Cost of goods sold: 710 @ \$144 = \$102,240
Ending inventory: 160 @ \$144 = \$23,040
Gross profit: (710 @ \$250) – \$102,240 = \$75,260

(4)(b)(1) FIFO, because the inventory items with the most recent purchase prices will remain in the Inventory account to be valued for the balance sheet.
(4)(b)(2) LIFO, because purchases are dropped off in front of the existing piles, from which sales are then collected.
(4)(b)(3) FIFO, because the older inventory items will have the higher costs, increasing COGS and decreasing earnings.

====================

(5)(a)
Depreciation per mile: (\$30,000 – \$6,000) / (5 × 20,000 miles) = \$0.24
Year 2 depreciation: 17,000 miles × \$0.24 = \$4,080

(5)(b)
Annual depreciation: (\$30,000 – \$6,000) / 5 years = \$4,800

(5)(c)
Year 1 depreciation: \$30,000 × 1/5 years × 200% = \$12,000
New asset book value: \$30,000 – \$12,000 = \$18,000
Year 2 depreciation: \$18,000 × 1/5 years × 200% = \$7,200

====================

(6)(a)
Annual depreciation: (\$1,000 – \$100) / 4 years = \$225
Asset book value, year 1: \$1,000 – \$225 = \$775
Asset book value, year 2: \$775 – \$225 = \$550
Asset book value, year 3: \$550 – \$225 = \$325

(6)(b)
Depreciation per washing cycle: (\$1,000 – \$100) / 1,800 cycles = \$0.50
Year 2 depreciation: 500 cycles × \$0.50 = \$250

(6)(c)
Year 1 depreciation: \$1,000 × 1/4 years × 200% = \$500
Year 2 depreciation: (\$1,000 – \$500) × 1/4 years × 200% = \$250
Year 3 depreciation: (\$500 – \$250) × 1/4 years × 200% = \$125
Accumulated depreciation, year 3: \$500 + \$250 + \$125 = \$875

====================

(7)(a)(i)
Annual depreciation: (\$50,000 – \$5,000) / 5 years = \$9,000

(7)(a)(ii)
Depreciation per operating hour: (\$50,000 – \$5,000) / 25,000 hours = \$1.80
Year 1 depreciation: 5,100 hours × \$1.80 = \$9,180
Year 2 depreciation: 4,800 hours × \$1.80 = \$8,640
Year 3 depreciation: 3,200 hours × \$1.80 = \$5,760
Year 4 depreciation: 6,000 hours × \$1.80 = \$10,800
Year 5 depreciation: 5,900 hours × \$1.80 = \$10,620

(7)(a)(iii)
Year 1 depreciation: \$50,000 × 1/5 years × 200% = \$20,000
Year 2 depreciation: (\$50,000 – \$20,000) × 1/5 years × 200% = \$12,000
Year 3 depreciation: (\$30,000 – \$12,000) × 1/5 years × 200% = \$7,200
Year 4 depreciation: (\$18,000 – \$7,200) × 1/5 years × 200% = \$4,320
Year 5 depreciation: (\$10,800 – \$4,320) × 1/5 years × 200% = \$2,592, but reduced to \$1,480 so as to reflect \$5,000 residual value

(7)(b)
Depreciable cost: \$50,000 – \$5,000 = \$45,000
Accumulated depreciation, year 2: \$9,000 + \$9,000 = \$18,000
Remaining depreciation: \$45,000 – \$18,000 = \$27,000
Year 3 depreciation: \$27,000 × 12/20 = \$16,200

(7)(c) First, the cost of insurance during the first year was not necessary to bring the machinery to its condition and location for use and, therefore, should be expensed.
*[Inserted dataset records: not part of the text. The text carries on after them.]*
PR #2690, opened 2026-04-29
prepare release 0.15.0

sylvestre:


weihanglo:
@sylvestre thanks for the release 🎉 

BTW, do we have plan publishing this to crates.io?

Second, the freight charges and the cost of machine setup and testing were necessary and should be capitalized. This brings the depreciable cost of the machinery back to \$50,000. Therefore, the depreciation per operation hour of \$1.80 would remain the same and so would the calculated depreciation expense for each year.